Alejandro solía tener una vida apacible, marcada por las horas tranquilas en su casa de campo, rodeada de árboles que, al mecerse con el viento, parecían susurrar secretos de tiempos lejanos. Pero desde la partida de Lucía, su vida había cambiado radicalmente. El silencio de la casa, antes reconfortante, ahora le parecía una burla constante, un recordatorio de su amor perdido. Cada rincón le devolvía la imagen de Lucía: su risa en la sala, su aroma impregnado en las sábanas, y sus pasos ligeros que, en su mente, aún resonaban en el pasillo.
Una noche, en un intento por calmar el tormento de su corazón, Alejandro salió a caminar. La luna iluminaba el camino, y las sombras parecían cobrar vida bajo su mirada nostálgica. Se sentó bajo el gran roble donde él y Lucía solían compartir sus charlas, y en un arranque de sinceridad, comenzó a hablar en voz alta como si ella estuviera allí. “Lucía, ¿cómo te olvido?”, murmuró, con la voz rota. Era incapaz de entender cómo una persona podía marcar tan profundamente su vida. Las palabras le salían con dolorosa claridad, y en su desvelo, pensó que quizás al expresar su dolor podría sanar.
Pasaron los días, y Alejandro comenzó a escribir en un cuaderno. Las palabras brotaban de su alma con una facilidad que antes le resultaba imposible, como si cada línea lo acercara un poco más a aceptar la realidad. Escribió sobre el amor, la pérdida, el sacrificio que implica amar, y lo inevitable que era sufrir al entregarse completamente. Con cada palabra, parecía exorcizar un pedazo de su dolor, pero al terminar cada página, una sensación de vacío lo embargaba, y la tristeza volvía con fuerza renovada.
Alejandro se dio cuenta de que Lucía se había convertido en una presencia inamovible dentro de él, un eco constante que resonaba en cada momento de su vida.

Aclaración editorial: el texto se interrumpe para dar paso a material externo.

Issue #1322, opened 2023-02-19
w3cCredentialService throws "Invalid key type" for valid key?


simonwh:
Hi!

I've been testing the OpenId4VC client using the Mattr Launchpad credentials as demoed by @karimStekelenburg. The flow works great for me, until the validation of the credential happens (just before save).

The error is: `VerificationError: Invalid key type. Key type must be "Ed25519VerificationKey2018` and it seems to be originating from here:

https://github.com/hyperledger/aries-framework-javascript/blob/64a5da937059d25e693e2491af329548b2975ef6/packages/core/src/modules/vc/signature-suites/ed25519/Ed25519Signature2018.ts#L213

Where `hasEd2018` is `true`, but `jsonld.hasValue(verificationMethod, 'type', 'Ed25519VerificationKey2018')` is false.

If I log the value of `verificationMethod`, it is:

`{"@context": ["https://w3.org/ns/did/v1", "https://w3id.org/security/suites/ed25519-2018/v1"], "id": "did:web:launchpad.vii.electron.mattrlabs.io#6BhFMCGTJg"}`

If I understand correctly, [looking up the DID](https://dev.uniresolver.io/#did:web:launchpad.vii.electron.mattrlabs.io), the `verificationMethod` of the VC is referencing the `assertMethod` in the DID, which maps to the following public key, which is indeed `Ed25519VerificationKey2018`.

```json
"publicKey": [
    {
      "id": "did:web:launchpad.vii.electron.mattrlabs.io#6BhFMCGTJg",
      "type": "Ed25519VerificationKey2018",
      "controller": "did:web:launchpad.vii.electron.mattrlabs.io",
      "publicKeyBase58": "6BhFMCGTJg9DnpXZe7zbiTrtuwion5FVV6Z2NUpwDMVT"
    }
  ]
```

I extracted [the VC from the response](https://gist.github.com/simonwh/48dd198357a05c8ff5ee781c32615b31) to make it easier to replicate.

What am I missing here? :-)

**Appreciate your help!**

TimoGlastra:
I think it may be because the mattr did document is using publicKey rather than using verificationMethod.

In the tests we have a modified version of that did document. Not sure if this is the case, but I know @karimStekelenburg also didn't get it to work with the mattr did document.

What we could do is update the web did resolver to transform the document to the current spec rules, but ideally the did document itself is updated

simonwh:
[...]

PR #1336, opened 2023-02-22
fix(openid): remove unnecessary scope check

karimStekelenburg:
The OpenID4VC-client module was throwing errors due to the absence of the optional scope property in some access_token responses, leading to valid tokens being treated as invalid.

Related to #1322 


blu3beri (approved):
So how do we deal with getting the scope now? It might be somewhere else defined but we should check if its supplied, use that one, otherwise fallback to the other one, right?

Intentó retomar sus actividades, ocupándose con cosas sencillas para alejar los pensamientos de su mente. Pero cualquier pequeño gesto, cualquier pequeño aroma o palabra, le devolvía a ella, haciéndole saber que aún estaba atrapado en su recuerdo. Había buscado la libertad de su memoria, pero en vez de alejarse, sentía que cada día se hundía más profundamente en el amor que aún le tenía.
Un atardecer, mientras contemplaba el cielo tornarse de tonos rosados y naranjas, Alejandro sintió un extraño sosiego. Con el último rayo de sol iluminando sus ojos, aceptó que su amor por Lucía no desaparecería nunca, y que, aunque fuera doloroso, era una parte de él que debía abrazar. No era un lazo que pudiera romperse, sino algo que lo acompañaría siempre, como un tatuaje invisible en su alma.
Desde entonces, en lugar de huir de los recuerdos, Alejandro decidió acogerlos, permitiéndoles un espacio en su vida sin dejar que lo dominaran. Volvía a sentir la presencia de Lucía, pero ahora no como una carga, sino como una fuerza interna que lo hacía más fuerte, que lo empujaba a vivir cada día con la misma intensidad con la que una vez amó. Sabía que su amor estaba destinado a vivir en sus recuerdos, y que mientras él continuara adelante, ella, de alguna manera, seguiría existiendo en su corazón.
Así, en cada día y en cada noche, Alejandro logró encontrar un nuevo tipo de paz, una que le permitía vivir en armonía con su amor y su dolor. Sabía que siempre sería esclavo de ese amor, pero ahora, en vez de una prisión, era un espacio en el que podía encontrar consuelo y recordar a Lucía con la serenidad de quien ha aceptado su destino.